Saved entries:
>>

PR #9, opened 2020-06-25
Allow multiple position in one company experience

Trepix:
Hi, first of all, if this is not the appropriate channel to discuss it feel free to close it and show me where's the better place.

I'm working to have multiple experiences in the same company following the Linkedin approach. I think this might break the theme's consistency. I marked the most important changes (in my opinion)
Linkedin approach

If you are interested in this feature I want to discuss what's your idea to don't generate waste working on something that will have to be adjusted. If not, please, let me know to work on the feature without being worried to break the theme.


hossainemruz:
I think this is a reasonable feature. We have to discuss how the final design should look like. I will try to do a mock-up and get you back as soon as possible.

hossainemruz:
@Trepix  which pair do you prefer? (1,2) or (2,3)? Open Image in the new tab for full resolution.
Experience Timeline Mockup

For pair (1,2), we have to handle single and multi-position differently. For pair (2,3), both of them can be handle by same code.

In either case, `experiences.yaml` format should be as below

```yaml
experiences:
- company:
    name: Example Co.
    url: "https://www.example.com"
    location: Dhaka, Bangladesh
    overview: Example Co. is a widely recognized company for cloud-native development. It builds tools for Kubernetes.
  positions:
  - designation: Software Engineer
    start: Nov 2017
    end: Dec 2020
    responsibilities:
    - Design, develop and manage disaster recovery tool [Xtool](https://www.example.com) that backup Kubernetes volumes, 
      databases, and cluster's resource definition.
    - My another responsibility.
    - My more responsibilities.
  - designation: Junior Software Engineer
    start: March 2016
    end: May 2017
    responsibilities:
    - Write lots of example codes.
    - Read lots of examples.
    - See lots of example videos.
```

Trepix:
Hello,

I prefer de (1, 2) approach and I have some ideas for the multi-project view. I think some of them may fit.
When I show you the Linkedin approach was because I think that is a good way to show the information highlighting the most important part for each case.

Here are my proposals:

1. Follow the Linkedin approach of the experience headings section. They emphasize the designation in the jobs with only one project/designation, and in case you had multiple projects they put on top the company making it easier to read and 
avoiding to repeat information. 

2. The second is to eliminate the word _Responsabilities_ for the multi-project layout. I think that in cases that you were in more than 2 projects this only introduces noise. 

This is my first approach trying to take care of readability. Maybe the indent has to be improved if it's not easy to read, feel free to change it. I'm also trying to improve some paddings on mobile.

I attach desktop and mobile results. 

Desktop
image

Mobile
image

hossainemruz:
Do you prefer giving more emphasis on the `Role` for single position company like LinkedIn?

hossainemruz:
Then, go with the following design. Follow the `experiences.yaml` format as specified before.
Experience Timeline Mockup (1)

Trepix:
Hi,

> Do you prefer giving more emphasis on the `Role` for single position company like LinkedIn?

yeah I prefer to emphasize **what** i did. Put the company on top is a side-effect of avoid repeatition and make easy to organize the info.

Trepix:
Hello @hossainemruz,
I've added the changes to reproduce the schema you show in the attached snapshot. I've not updated the CSS because I think that is not necessary and could break the UX experience.

I've "fixed the bug" if the company's URL is not provided not add the link to `/`. 
Please, let me know if something has to be fixed/updated.

hossainemruz:
@Trepix I have pushed some changes. Added some comments, removed some extra codes, fixed CSS, and updated exampleSite.

PR #14, opened 2020-06-28
Make home page sections dynamic and configurable

hossainemruz:
**Why?**
- Give the control to the user over which section he want to show.
- Give the control to the user over the order of the sections.
- Give the control to the user over which menu he want to show on the top bar.
- Make it easy to add a new section.
- Don't show any unnecessary section when the user hasn't configured it yet.

**Warning: This PR will break the existing sites. See the comments for new configurations format.**

cc: @jbleduigou @Trepix @blueyetisoftware

PR #16, opened 2020-06-28
Allow section titles to be configured to match menu items

blueyetisoftware:


blueyetisoftware:
Looks like you beat me to it with #14 . I like that PR much better

blueyetisoftware:
I am reopening this one since I realized the names are not configurable on the section from #14 . This may need modification to be compatible with your other changes, but I am basically looking for a way to change the names and url for the different sections.

hossainemruz:
Perhaps, you can do something like,
```yaml
section:
  name: Portfolio
  enable: true
  weight: 6
  showOnNavbar: true
  template: projects.html
```
Then, on the `index.html` page,
```html
{{ if .section.template }}
  {{- partial .section.template . -}}
{{ else }}
  {{- partial (printf "%s.html" (replace (lower .section.name) " " "-")) . -}}
{{ end }}
```

blueyetisoftware:
PR replaced by #20

PR #20, opened 2020-06-30
Configure section title and menu urls in section yaml files

blueyetisoftware:


blueyetisoftware:
Each section added an additional div with a dynamic ID that matches the menu. This allows the urls to work while keep the original section ID to allow the stylesheets to match up. So each section ends up with 2 IDs (1 matching the stylesheet for the template, the other matching the dynamic name in the yaml file)

blueyetisoftware:
I recommend viewing the diff with whitespace changes hidden. Most of the changed lines are for additional tabs.

blueyetisoftware:
I wasn't sure if `-template` or `-section` was better for the section IDs. I kind of like section better. What do you think @hossainemruz ?

hossainemruz:
I think `section` seems better.

blueyetisoftware:
@hossainemruz I made the change to `-section`. Did the rest seem fine?

hossainemruz:
Looks good so far. I will test the PR against `hugoBasicExample` and `hugoThemes`  whenever get some time.

hossainemruz:
@blueyetisoftware I have updated the PR. Used `*-section` class instead of adding a `div`.  The previous approach had the following problems:
- It was breaking Responsiveness. Most responsive CSS was based on the top level `div`.
- It was possible to have same `id` for two different `div`. For example, if the user gave title `Project Section`, then the outer and inner div would have same `id`.

Please try the new changes and confirm if works for custom section name.

Do you have anything else to change? I am going to merge it after your confirmation.

blueyetisoftware:
@hossainemruz The updates work for me. Looks good. Nice changes

PR #2, opened 2020-06-21
Simplify code removing duplicated templates

Trepix:
If you don't have any intention or plan to have a different appearance for the left and right lines of the experience section, this could help to readability and maintainability.

Thanks for the work done with this nice theme! 😄

PR #22, opened 2020-06-30
Make soft skill's color configurable + add 'sky' and 'orange' colors

blueyetisoftware:


hossainemruz:
For Sky Color, which one do you prefer?

First one is the current one with `#01e0fd` hexcode.
image
In the second one I have made it little darker with `#00c9e3` hexcode.
image

ChapChap:
II think #2 is better looking `#00c9e3` among the other colors

hossainemruz:
@ChapChap  What if we make this color code configurable? :thinking:  Instead of color name, he will provide color code. User can provide whatever color he want.

ChapChap:
I think the best is to accept both options. The input is a string, if it is a color code, then the border-color is set to its value, else, seach its value among, predefined colors.
Most users (me included) struggle choosing the right color set... So for the convenience, its better to choose form predefined ones

hossainemruz:
Ok. Sound good to me.

hossainemruz:
@blueyetisoftware and @ChapChap I have made the colors configurable. Now, user can use either the pre-defined colors or he can provide his own color code. What do you think?

blueyetisoftware:
Great changes. I have been modifying the theme for my personal use by overriding the css. Being able to set the colors from the yaml is a nice feature.

PR #24, opened 2020-06-30
Allow section titles to be hidden inline

blueyetisoftware:


blueyetisoftware:
@hossainemruz I wanted to be able to hide the title for certain sections. What is the best way to have them enabled by default so the user doesn't need to set `showTitle`?

hossainemruz:
Can you please explain the use-case?

blueyetisoftware:
I wanted to show some of the sections without title as they are somewhat obvious. For example, the projects section is pretty clear as is the achievements section at the bottom. The achievements section is very graphical and interactive. The title didn't always fit with the images. It was just a styling preference for some cases.

hossainemruz:
Ok. Then, make showing title default behavior. Use `hideTitle`  instead of `showTitle`.

blueyetisoftware:
I was trying to match up with `showOnNavbar`. I am running into something similar with title showing up in the footer. I would like to use `showOnNavbar`, `showOnSection` and `showOnFooter`. What do you think?

hossainemruz:
>I would like to use `showOnNavbar`, `showOnSection` and `showOnFooter`.
I don't think we should add new variable for footer. If it was not shown on the navbar, then don't show in the footer too.

blueyetisoftware:
I have updated the PR per the conversation above. Should be ready

hossainemruz:
@blueyetisoftware Looks good so far. I will merge after some testing.

PR #26, opened 2020-07-01
Find first section for chevron navigation

blueyetisoftware:


layouts/partials/home.html
```diff
@@ -18,7 +18,8 @@ <h1 class="greeting">Hi, I am {{ if .Site.Params.author.name }}{{ .Site.Params.a
       <li>{{ . }}</li>
       {{ end }}
     </ul>
```
blueyetisoftware, line 20: I wasn't sure how to sort by `weight` and also filter for only `enable=true`. I tried something similar to this using `where` but wasn't able to get it to work.
https://discourse.gohugo.io/t/solved-sort-and-where-in-a-range-site-data/8225/2

blueyetisoftware:
I wasn't sure how to sort by `weight` and also filter for only `enable=true`. I tried something similar to this using `where` but wasn't able to get it to work.
https://discourse.gohugo.io/t/solved-sort-and-where-in-a-range-site-data/8225/2

layouts/partials/home.html
```diff
@@ -18,7 +18,8 @@ <h1 class="greeting">Hi, I am {{ if .Site.Params.author.name }}{{ .Site.Params.a
...
-    <!-- @todo this section should go to the first section, not necessarily about -->
-    <a href="#about"><i class="arrow bounce fa fa-chevron-down"></i></a>
+    {{ range first 1 (sort .Site.Data.sections "section.weight") }}
```
hossainemruz, line 21: You need to check if the `.Site.Data.sections` exist or not.

```html
{{ if .Site.Data.sections }}
 {{ range first 1 (sort .Site.Data.sections "section.weight") }}
    <a href="#{{ replace (lower .section.name) " " "-" }}"><i class="arrow bounce fa fa-chevron-down"></i></a>
 {{ end }}
{{ else }}
   <a href="#"><i class="arrow bounce fa fa-chevron-down"></i></a>
{{ end }}
```

blueyetisoftware: Updated with a check. If the sections don't exist, the chevron is hidden.

hossainemruz:
@blueyetisoftware I have pushed a change. Previously, the disabled sections was not handled properly. For example, if `About` section is disabled using `section.enable: false` it will be still present in the sorted map. Hence, the chevron was pointing to the about section.

PR #30, opened 2020-07-05
SubSections Anchors

VeskeD:
- Added anchors to sub-sections, to change cursor to hand

- To-Do - open this section(anchor) on link shared(openned)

<<

Report how many lines of the records above contain the word "know", and give only that number.

SOLUTION FOR THIS PROBLEM: 2